• _Your objective_
Scan the records below and copy every line that contains the string "method".

• _Data records_
PR #24, opened 2023-02-08
Add mutable group object

jobrachem:
This PR holds my proposal for a `lsl.Group` object.

## How to use the `Group` object

Add two vars to a group upon initialization::

```python

>>> v1 = lsl.Var(0.0, name="v1")
>>> v2 = lsl.Var(0.0, name="v2")
>>> group = lsl.Group("g1", var1=v1, var2=v2)
>>> group.vars
mappingproxy({'var1': Var<v1>, 'var2': Var<v2>})
``` 

Add a var to a group after initialization::

```python

>>> v1 = lsl.Var(0.0, name="v1")
>>> group = lsl.Group("g1")
>>> group["var1"] = v1
>>> group.vars
mappingproxy({'var1': Var<v1>})
```

Remove var from a group. This ends the group membership of the variable, i.e.: the var is removed from the group AND the group is removed from the var::

```python

>>> v1 = lsl.Var(0.0, name="v1")
>>> group = lsl.Group("g1", var1=v1)

>>> del group["var1"]
>>> group.vars
mappingproxy({})
>>> v1.groups
{}
```

Remove group from var. This also ends the group membership of the variable, i.e.: the var is removed from the group AND the group is removed from the var::

```python

>>> v1 = lsl.Var(0.0, name="v1")
>>> group = lsl.Group("g1", var1=v1)

>>> del v1.groups["g1"]
>>> v1.groups
{}
>>> g1.vars
mappingproxy({})
```

Create a new group that merges two groups::

```python

>>> v1 = lsl.Var(0.0, name="v1")
>>> v2 = lsl.Var(0.0, name="v2")

>>> group1 = lsl.Group("g1", var1=v1)
>>> group2 = lsl.Group("g2", var2=v2)

>>> group3 = lsl.Group("g3", **group1, **group2)
>>> group3.vars
mappingproxy({'var1': Var<v1>, 'var2': Var<v2>})
```

Merge a group into an existing group::

```python

>>> v1 = lsl.Var(0.0, name="v1")
>>> v2 = lsl.Var(0.0, name="v2")

>>> group1 = lsl.Group("g1", var1=v1)
>>> group2 = lsl.Group("g2", var2=v2)

>>> group1 |= group2
>>> group1.vars
mappingproxy({'var1': Var<v1>, 'var2': Var<v2>})
```

## Other changes

- `Node.groups` and `Var.groups` are now basically a modified dictionary of groups, indexed by their names. It is modified to prevent user errors. For example, you cannot add groups to it, if the node/var is not a member of that group. And you cannot simply override existing groups with the same name - to do that, you first have to remove the node/var from the existing node.
- The changed allowed `Model.groups()` to be simplified a bit. It (still) returns a dictionary of all groups in the model. Note that this method will use ordinary dictionary merging. That means it will not complain if there are different groups with the same name - but only one of those will be included in the dictionary in the end. This mirrors the previous behavior, I think. I did not change that, because I am not sure whether it is really important to have a check here.
- `GraphBuilder.groups()` is new and does the same as `Model.groups()`
- `GraphBuilder.add_group()` becomes `GraphBuilder.add_groups()`. It takes a variable number of groups and adds their members to the graph. Before, it created the groups, now the groups are created on their own. This method checks for name uniqueness against the existing groups obtained from `GraphBuilder.groups()`. It also checks that the entered groups have unique names.

### DIFF
--- a/liesel/model/__init__.py
+++ b/liesel/model/__init__.py
@@ -26,6 +26,7 @@ from .nodes import (  # TODO: Bijector?
     Data,
     Dist,
     Distribution,
+    Group,
     InputGroup,
     Node,
     NodeState,
--- a/liesel/model/distreg.py
+++ b/liesel/model/distreg.py
@@ -27,7 +27,7 @@ from .legacy import (
     SmoothingParam,
 )
 from .model import GraphBuilder, Model
-from .nodes import Array, Bijector, Dist, Distribution, Node, Var
+from .nodes import Array, Bijector, Dist, Distribution, Group, Node, Var
 
 matrix_rank = np.linalg.matrix_rank
 
@@ -78,7 +78,7 @@ class DistRegBuilder(GraphBuilder):
         s: float,
         predictor: str,
         name: str | None = None,
-    ) -> dict[str, Var]:
+    ) -> Group:
         """
         Adds a parametric smooth to the model builder.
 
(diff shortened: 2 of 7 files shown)


hriebl:
Closing this for now as it's not being actively worked on.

• _Response to this exercise_
- The changed allowed `Model.groups()` to be simplified a bit. It (still) returns a dictionary of all groups in the model. Note that this method will use ordinary dictionary merging. That means it will not complain if there are different groups with the same name - but only one of those will be included in the dictionary in the end. This mirrors the previous behavior, I think. I did not change that, because I am not sure whether it is really important to have a check here.
- `GraphBuilder.add_group()` becomes `GraphBuilder.add_groups()`. It takes a variable number of groups and adds their members to the graph. Before, it created the groups, now the groups are created on their own. This method checks for name uniqueness against the existing groups obtained from `GraphBuilder.groups()`. It also checks that the entered groups have unique names.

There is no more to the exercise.